START Available data

PR #834, opened 2019-01-08
[RangeSlider] Clamp single thumb

### LINKED ISSUE #815: [Range Slider] Fix values out of bounds
# Issue summary

While [adding a dual thumb](https://github.com/Shopify/polaris-react/pull/784), I discovered the native input doesn't correct a value out of bounds. This can happen:

screen shot 2019-01-02 at 8 45 40 am

## Expected behavior

The value should be adjusted, based on min and max.

<details>
<summary>Playground</summary>

```jsx

import {Page, RangeSlider} from '@shopify/polaris';

interface State {
  singleValue: number;
}

  state = {
    singleValue: 50 as number,
  };

  handleSingleChange = (value: number) => {
  };

  render() {
    return (
      <Page title="Playground">
        <RangeSlider
          label="Native ranger slider"
          value={this.state.singleValue}
          output
          min={5}
          max={30}
          prefix="low"
          suffix="high"
        />
      </Page>
    );
  }
}

```
</details>

Set the value higher than the max.

AndrewMusgrave:

Resolves #815

Creates a clamp function that adjusts a given number based on given min/max bounds.

### How to 🎩

<details>

```jsx
import {Page, RangeSlider} from '@shopify/polaris';

interface State {
  singleValue: number;
}

  state = {
    singleValue: 50 as number,
  };

  handleSingleChange = (value: number) => {
  };

  render() {
    return (
      <Page title="Playground">
        <div style={{width: '200px'}}>
          <RangeSlider
            label="Native ranger slider"
            value={this.state.singleValue}
            output
            min={5}
            max={30}
            prefix="low"
            suffix="high"
          />
        </div>
      </Page>
    );
  }
}

```

</details>

### DIFF
--- a/UNRELEASED.md
+++ b/UNRELEASED.md
@@ -18,6 +18,7 @@ Use [the changelog guidelines](https://git.io/polaris-changelog-guidelines) to f
 
 - Ensure disabled `Button` components with a `url` prop output valid HTML ([#773](https://github.com/Shopify/polaris-react/pull/773))
 - Fixed `DropZone` which was unable to add a duplicate file back to back or add a file again once removed [#782](https://github.com/Shopify/polaris-react/pull/782). Thank you [@jzsplk](https://github.com/jzsplk) for the contribution [#425](https://github.com/Shopify/polaris-react/issues/425) and [@vladucu](https://github.com/vladucu) for the clear example.
+- Added clamp to `RangeSlider` so its initial value doesn't fall outside of min or max bounds ([#834](https://github.com/Shopify/polaris-react/pull/834))
 
 ### Documentation
 
--- a/src/components/RangeSlider/components/SingleThumb/SingleThumb.tsx
+++ b/src/components/RangeSlider/components/SingleThumb/SingleThumb.tsx
@@ -1,5 +1,6 @@
 import * as React from 'react';
 import {classNames} from '@shopify/react-utilities/styles';
+import clamp from '../../../../utilities/clamp';
 import Labelled, {helpTextID} from '../../../Labelled';
 
 import {invertNumber, CSS_VAR_PREFIX} from '../../utilities';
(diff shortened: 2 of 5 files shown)


solonaarmstrong:
🎉

UNRELEASED.md
```diff
@@ -12,6 +12,7 @@ Use [the changelog guidelines](https://git.io/polaris-changelog-guidelines) to f
 - Updated `Page` header layout so actions take up less room on small screens ([#707](https://github.com/Shopify/polaris-react/pull/707))
 - Added `alternateTool` prop to `ResourceList` component ([#812](https://github.com/Shopify/polaris-react/pull/812))
 - Added second thumb to `RangeSlider` ([#784](https://github.com/Shopify/polaris-react/pull/784))
+- Added clamp to `RangeSlider` so its initial value doesn't exceed min or max ([#834](https://github.com/Shopify/polaris-react/pull/834))
```
tmlayton: I don’t think we need a changelog item for this

tmlayton:
Let’s add some tests for this

UNRELEASED.md
tmlayton: On second thought, is it better to target master with this PR and add this changelog item as a bug fix?

solonaarmstrong: It can't target master just yet because it's relying on the changes in the dual thumb. But yes, I think this should be a bug fix. I am waiting to rebase with `range-slider-dual-input` when it has rebased with master.

tmlayton: Yep, I’m suggesting refactoring this PR to fix the production bug

solonaarmstrong: We chatted about this in Slack and I'm going to stick with pointing it to the feature branch. The reasoning being that this bug is entirely dependent on a consumer error, so I don't consider it an urgent fix. The merge conflict would be a headache and outweighs the slight possibility that anyone would encounter this bug.

solonaarmstrong: Also, the reason I think we need a changelog entry is that it's fixing an existing component (the single thumb slider), whereas everything else targets the dual thumb, which is new.

solonaarmstrong:
I changed `lower` and `upper` to `min` and `max` because the naming makes more sense to me.

PR #836, opened 2019-01-08
Remove all usages of babel-node

BPScott:

That extra transpile step means an extra dependency but doesn't add
any value

- Replaces all calls to `babel-node` with `node`.
- Removes the dependency on babel-cli
- Updates all scripts so they work with plain node. This boiled down to replacing `import` lines with `require()` and replacing `export default` with `module.exports = `

#### build and build-consumer

- Check out master branch
- Run `mkdir -p old-build/node_modules/@shopify/polaris-react && yarn run build-consumer polaris-react/old-build` This will create a baseline build to compare against
- Checkout this branch and `yarn install`
- Run `yarn clean && mkdir -p new-build/node_modules/@shopify/polaris-react && yarn run build-consumer polaris-react/new-build` This creates a new build
- Run `diff -r -u old-build new-build` to compare the build outputs. The only difference should be within the package.json

#### readme-update-version

- Modify the version in package.json (e.g change it to `3.4.0-rc.1`)
- Run `yarn run readme-update-version` and see that README file contents have been updated

#### open-styleguide-pr

Kinda hard without making a release to test.


BPScott:
Rebased to include a changelog entry 👍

END Available data

Instructions to follow
Only one stretch is wanted, so please give again exactly the lines from the start of the data through the line containing "## Expected behavior", both ends included.

Solution
PR #834, opened 2019-01-08
[RangeSlider] Clamp single thumb

### LINKED ISSUE #815: [Range Slider] Fix values out of bounds
# Issue summary

While [adding a dual thumb](https://github.com/Shopify/polaris-react/pull/784), I discovered the native input doesn't correct a value out of bounds. This can happen:

screen shot 2019-01-02 at 8 45 40 am

## Expected behavior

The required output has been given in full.